━━━ RECORDS SUPPLIED

PR #843, opened 2022-10-04
Jeanschmidt/runners send metrics

jeanschmidt:


terraform-aws-github-runner/modules/runners/templates/cloudwatch_config_linux.json
```diff
@@ -0,0 +1,49 @@
...
+			"cpu_usage_idle",
+			"cpu_usage_iowait",
+			"cpu_usage_user",
+			"cpu_usage_system"
+		],
+		"metrics_collection_interval": 10
+	},
+	"disk": {
+		"measurement": [
+      "free",
```
seemethere, line 13: nit: we should probably fix the spacing here to not mix tabs and spaces

seemethere (approved):
looks mostly good, can we fix the tabs / spaces mix?

atalman (changes requested):
Can you please provide some description, what is the purpose etc.. ?

PR #848, opened 2022-10-05
Add test insights overview (v0)

huydhn:
Here is the first PR to add a test insights overview page querying data from `test_run_summary`  Rockset table.  The new query lambda name is `test_insights_overview.sql`.  I also include another query `test_insights_latest_runs.sql` to get the information about the latest N jobs.  The second query will be used later on in another PR to add the test insights detail page.  I have the initial version of both pages working at the moment, but breaking the change into multiple PRs to facilitate the review.

# Testing

Screen Shot 2022-10-05 at 12 33 38


clee2000 (approved):
for later: do we want to filter on branch? i imagine that taking the max(failures) of both prs and master would not be very helpful if i have a pr that breaks a lot of things

huydhn:
> for later: do we want to filter on branch? i imagine that taking the max(failures) of both prs and master would not be very helpful if i have a pr that breaks a lot of things

Yeah, that makes sense. Let me follow up with a another PR to restrict this only to master branch

PR #849, opened 2022-10-05
Limit test insights Rockset query to only master branch

huydhn:
Address the issue in https://github.com/pytorch/test-infra/pull/848.  The test insights page will only looks into jobs on master.

### DIFF
--- a/torchci/pages/tests.tsx
+++ b/torchci/pages/tests.tsx
@@ -183,6 +183,12 @@ export default function GatherTestsInfo() {
 
       <Grid container spacing={4}>
         <GenerateTestInsightsOverviewTable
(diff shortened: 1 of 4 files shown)


torchci/pages/tests.tsx
```diff
@@ -183,19 +183,19 @@ export default function GatherTestsInfo() {
 
       <Grid container spacing={4}>
         <GenerateTestInsightsOverviewTable
-          workflowName={"trunk"}
```
huydhn, line 186: I was leaving `pull` this at the bottom without realizing it, moving it up the stack where it should be

clee2000 (approved):

PR #851, opened 2022-10-06
Fix stale Dr. CI comment after retrying jobs

huydhn:
Recently, I realize that Dr. CI doesn't take the results of retrying jobs into account and this leads to a discrepancy between Dr. CI comment, HUD, and GitHub signal box. This is an example https://github.com/pytorch/pytorch/pull/85313 where Dr. CI reports a failing job while none is showed in https://hud.pytorch.org/pr/85313 or GitHub signal box.  The failed jobs was retried successfully.

Also cleaning up the `recent_pr_workflows_query` query a bit and adding `run_attempt` field.

### DIFF
--- a/torchci/lib/types.ts
+++ b/torchci/lib/types.ts
@@ -97,6 +97,7 @@ export interface RecentWorkflowsData {
   completed_at: string | null;
   html_url: string;
   head_sha?: string;
+  run_attempt: number;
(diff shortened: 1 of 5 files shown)


malfet (approved):

ZainRizvi (approved):
🚀🚀🚀

PR #854, opened 2022-10-06
[flakybot] include pytest reruns

clee2000:
pytest xml for reruns is formatted slightly differently than unittest xml for reruns, so make the sql query for flaky tests also be able to handle pytest reruns

### DIFF
--- a/torchci/rockset/commons/__sql/flaky_tests.sql
+++ b/torchci/rockset/commons/__sql/flaky_tests.sql
@@ -24,3 +24,31 @@ GROUP BY
 	name,
     suite,
     file
+UNION
+select
+    test_run.name,
+	test_run.classname as suite,
+	test_run.file,
+    COUNT(*) as numGreen,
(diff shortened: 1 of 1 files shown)


huydhn (approved):
LGTM! Your SQL-fu is off the chart :) 

Could you paste an example of what pytest XML reruns looks like?

ZainRizvi (approved):

ZainRizvi:
This is awesome! I'm curious, how did you figure out that's the right query to get pytest results?

clee2000:
> Could you paste an example of what pytest XML reruns looks like? 

added and example for pytest to the pr body but couldnt find one for unittest so i tried my best to recreate one

> how did you figure out that's the right query to get pytest results?

I had to modify the plugin for xml test reporting so that reruns info would show up so i happen to know what the format looks like off the top of my head (the changes are located in conftest.py in the pytorch repo).  Even without that though, it's just querying rockset and looking at examples of entries that I knew were pytest reruns

PR #855, opened 2022-10-06
Script that generates html pages that categorize currently opened PRs in pytorch/pytorch repo

izaitsevfb:
Context:

We need a way to track the status and number of the opened PRs, especially those that come from our enterprise partners and are blocked by new CLA. Original request came from Jason Liang.

This script is a quick and dirty way to generate two html pages that aggregate and categorize open PRs in pytorch/pytorch repo by: author/company/feature/CLA status

Example output (pasted into spreadsheet):
image

Storing this script in test-infra for possible future reuse.

Possible future improvement:
* if we use this often enough, it could be scheduled as a job and it's output integrated into dashboard

### DIFF
--- a/tools/scripts/list_prs_from_partners_by_label.py
+++ b/tools/scripts/list_prs_from_partners_by_label.py
@@ -1,0 +1,351 @@
+"""
+Generates html pages that categorizes currently opened PRs in pytorch/pytorch repo.
+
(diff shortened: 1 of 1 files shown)


weiwangmeta (approved):
Awesome script!

PR #858, opened 2022-10-07
Create an API to aggregate usage logs

huydhn:
This is a simple API to invoke the lambda https://github.com/pytorch/test-infra/pull/857 via API Gateway. This is done on the server side (AWS lambda)

### Testing

Here is the sneak peak of the detail page which calls this API:

Screen Shot 2022-10-11 at 16 36 03


torchci/pages/api/usage-log-aggregator/lambda.ts
```diff
@@ -0,0 +1,14 @@
+import * as restc from "typed-rest-client/RestClient";
+import { NextApiRequest, NextApiResponse } from "next";
+
+// TODO: Create a hostname and secure this API
```
huydhn, line 4: None of the API we are using have and API key, that's what I mean here including the one that accepts GitHub hooks (shhh!) and write to S3.  This API only reads the data from S3 (read-only), so I think I can leave the API key part later

clee2000 (approved):

PR #859, opened 2022-10-07
auto retry workflows

clee2000:
auto retry workflows based on some simple criteria: on master, be pull or lint, has not been rerun before, didn't fail at test step, have <= 5 failed workflows

also tried to  update octokit but unsure if I did it right


janeyx99:
The last time we wanted to do this we halted because we didn't want to make the experience different (better) on trunk only. Why only retry on master vs on PRs too?

ZainRizvi:
> The last time we wanted to do this we halted because we didn't want to make the experience different (better) on trunk only. Why only retry on master vs on PRs too?

1. Because these failures are more likely to be legitimate errors on normal PRs, so increasing the Red TTS (time to red signal) has a much lower value prop on those builds
2. This requires less potential resource utilization (which land checks v2 increased)
3. This limits the blast radius of the change for now. Maybe later, once it's more proved out, we will still decide that it makes sense to expand it everywhere

torchci/lib/bot/retryBot.ts
```diff
@@ -0,0 +1,74 @@
...
+
+function retryBot(app: Probot): void {
+  app.on("workflow_run.completed", async (ctx) => {
+    const workflowName = ctx.payload.workflow_run.name;
+    const attemptNumber = ctx.payload.workflow_run.run_attempt;
+    if (
+      ctx.payload.workflow_run.conclusion === "success" ||
+      ctx.payload.workflow_run.head_branch !== "master" ||
+      attemptNumber > 1 ||
+      !["lint", "pull"].includes(workflowName)
```
ZainRizvi, line 13: nit: could you add a comment explaining why we're using just these two workflows for now?

torchci/lib/bot/retryBot.ts
```diff
@@ -0,0 +1,74 @@
...
+        ).length === 0
+      ) {
+        return true;
+      }
+    });
+    if (shouldRetry.length === 0) {
+      return;
+    }
+    if (shouldRetry.length === 1) {
+      return await ctx.octokit.rest.actions.reRunJobForWorkflowRun({
```
ZainRizvi, line 61: Nit: could you comment on why you have two different rerun commands here and below?  It took me a few seconds to notice it was an optimization :)

torchci/lib/bot/retryBot.ts
```diff
@@ -0,0 +1,74 @@
...
+      FAILURE_CONCLUSIONS.includes(job.conclusion!)
+    );
+    if (failedJobs.length > 5) {
+      // if you have more than 5 failing jobs, its probably either a real failure, a landrace,
+      // or a widespread outage that wouldn't be helped by retries
+      return;
+    }
+    const shouldRetry = failedJobs.filter((job) => {
+      // always rerun lint
+      if (workflowName === "lint") {
```
ZainRizvi, line 38: Is a lint special case really needed? Or will this code not work the same without it?

ZainRizvi (approved):
A few nits, looking great overall!

torchci/lib/bot/retryBot.ts
clee2000: i put this here to make sure that lint is always rerun if anything fails.  The filter later on could potentially remove lint jobs on accident because it's pretty broad

torchci/lib/bot/retryBot.ts
```diff
@@ -0,0 +1,76 @@
...
+
+function retryBot(app: Probot): void {
+  app.on("workflow_run.completed", async (ctx) => {
+    const workflowName = ctx.payload.workflow_run.name;
+    const attemptNumber = ctx.payload.workflow_run.run_attempt;
+    if (
+      ctx.payload.workflow_run.conclusion === "success" ||
+      ctx.payload.workflow_run.head_branch !== "master" ||
+      attemptNumber > 1 ||
+      !["lint", "pull"].includes(workflowName)  // only do lint and pull for now because they are fast
```
huydhn, line 13: When this is proven to be effective, I hope we can have this in trunk as well, i.e. GitHub infra flakiness in trunk https://hud.pytorch.org/pytorch/pytorch/commit/2288a1c8065dd1d43410089719028087bd40e997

━━━━━━

### ACTIVITY
Scan the records for lines that hold "using", and reproduce each one you find.

### WRITTEN ANSWER
huydhn, line 4: None of the API we are using have and API key, that's what I mean here including the one that accepts GitHub hooks (shhh!) and write to S3.  This API only reads the data from S3 (read-only), so I think I can leave the API key part later
ZainRizvi, line 13: nit: could you add a comment explaining why we're using just these two workflows for now?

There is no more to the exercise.